[Stored data]
··········
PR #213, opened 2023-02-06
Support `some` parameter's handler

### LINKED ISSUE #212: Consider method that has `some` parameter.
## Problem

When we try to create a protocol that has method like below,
··········
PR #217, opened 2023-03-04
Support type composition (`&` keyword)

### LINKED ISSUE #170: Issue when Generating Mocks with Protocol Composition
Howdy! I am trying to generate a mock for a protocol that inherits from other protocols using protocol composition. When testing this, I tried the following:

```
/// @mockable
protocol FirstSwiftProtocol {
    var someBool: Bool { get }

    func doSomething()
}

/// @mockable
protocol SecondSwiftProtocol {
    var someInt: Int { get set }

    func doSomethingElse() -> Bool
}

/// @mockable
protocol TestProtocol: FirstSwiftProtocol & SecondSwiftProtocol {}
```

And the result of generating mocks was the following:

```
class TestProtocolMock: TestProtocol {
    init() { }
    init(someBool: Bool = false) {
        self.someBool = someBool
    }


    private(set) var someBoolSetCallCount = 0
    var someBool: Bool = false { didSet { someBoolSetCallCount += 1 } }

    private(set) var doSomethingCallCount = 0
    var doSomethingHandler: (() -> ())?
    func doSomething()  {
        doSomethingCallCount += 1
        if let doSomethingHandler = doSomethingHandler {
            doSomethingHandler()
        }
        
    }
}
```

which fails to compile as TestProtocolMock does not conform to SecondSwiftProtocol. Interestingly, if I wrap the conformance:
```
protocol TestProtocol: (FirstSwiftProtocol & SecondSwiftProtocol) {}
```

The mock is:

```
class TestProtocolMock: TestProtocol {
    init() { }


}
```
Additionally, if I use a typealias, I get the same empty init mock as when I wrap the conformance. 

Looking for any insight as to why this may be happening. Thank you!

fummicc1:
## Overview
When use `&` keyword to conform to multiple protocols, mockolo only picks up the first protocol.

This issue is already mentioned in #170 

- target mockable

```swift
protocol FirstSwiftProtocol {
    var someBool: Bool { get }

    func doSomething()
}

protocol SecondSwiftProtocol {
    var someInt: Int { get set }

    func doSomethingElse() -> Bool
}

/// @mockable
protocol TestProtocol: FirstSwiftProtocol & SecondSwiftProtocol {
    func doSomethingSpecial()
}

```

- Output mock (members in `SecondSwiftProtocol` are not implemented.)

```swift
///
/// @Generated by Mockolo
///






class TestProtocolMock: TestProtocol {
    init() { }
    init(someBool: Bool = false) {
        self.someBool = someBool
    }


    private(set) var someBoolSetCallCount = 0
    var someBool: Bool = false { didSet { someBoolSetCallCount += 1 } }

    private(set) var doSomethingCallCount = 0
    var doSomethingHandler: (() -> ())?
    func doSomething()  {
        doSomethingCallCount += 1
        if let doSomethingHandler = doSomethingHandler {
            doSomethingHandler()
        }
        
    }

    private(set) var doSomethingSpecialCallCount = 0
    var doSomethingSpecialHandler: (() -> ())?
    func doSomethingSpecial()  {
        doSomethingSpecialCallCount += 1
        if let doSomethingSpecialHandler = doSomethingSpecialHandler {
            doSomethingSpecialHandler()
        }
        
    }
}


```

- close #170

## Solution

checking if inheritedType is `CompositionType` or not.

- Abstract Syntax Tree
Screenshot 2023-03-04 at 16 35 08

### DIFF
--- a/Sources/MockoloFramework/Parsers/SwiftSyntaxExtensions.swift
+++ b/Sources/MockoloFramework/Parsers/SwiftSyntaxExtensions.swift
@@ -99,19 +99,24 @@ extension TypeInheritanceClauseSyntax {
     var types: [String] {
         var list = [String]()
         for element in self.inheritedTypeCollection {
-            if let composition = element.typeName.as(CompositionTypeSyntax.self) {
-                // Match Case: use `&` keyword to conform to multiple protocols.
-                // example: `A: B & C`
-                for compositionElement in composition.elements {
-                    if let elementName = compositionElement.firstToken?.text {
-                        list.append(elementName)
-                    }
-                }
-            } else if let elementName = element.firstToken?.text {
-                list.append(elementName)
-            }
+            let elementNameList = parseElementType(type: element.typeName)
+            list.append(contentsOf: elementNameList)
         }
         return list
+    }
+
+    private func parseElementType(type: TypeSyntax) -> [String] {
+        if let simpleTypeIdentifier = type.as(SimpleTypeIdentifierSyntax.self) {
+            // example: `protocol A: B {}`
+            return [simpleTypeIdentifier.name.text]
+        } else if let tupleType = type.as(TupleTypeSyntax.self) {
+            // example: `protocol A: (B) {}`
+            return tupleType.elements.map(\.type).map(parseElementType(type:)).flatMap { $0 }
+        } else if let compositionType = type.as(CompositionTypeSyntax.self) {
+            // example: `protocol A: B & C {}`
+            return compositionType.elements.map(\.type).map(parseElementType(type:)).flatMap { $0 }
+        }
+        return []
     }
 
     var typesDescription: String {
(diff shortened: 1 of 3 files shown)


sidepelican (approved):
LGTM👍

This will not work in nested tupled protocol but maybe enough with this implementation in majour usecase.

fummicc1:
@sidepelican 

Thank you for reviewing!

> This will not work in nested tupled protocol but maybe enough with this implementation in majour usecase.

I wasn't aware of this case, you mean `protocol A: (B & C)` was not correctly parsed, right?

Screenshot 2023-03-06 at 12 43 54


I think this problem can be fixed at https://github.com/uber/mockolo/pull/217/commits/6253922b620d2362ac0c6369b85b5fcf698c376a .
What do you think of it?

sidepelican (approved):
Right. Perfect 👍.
··········
* Task instructions: Once you have read the records above, say how many of their lines contain the word "Parsers", giving only that figure.

* Solution for this task: 2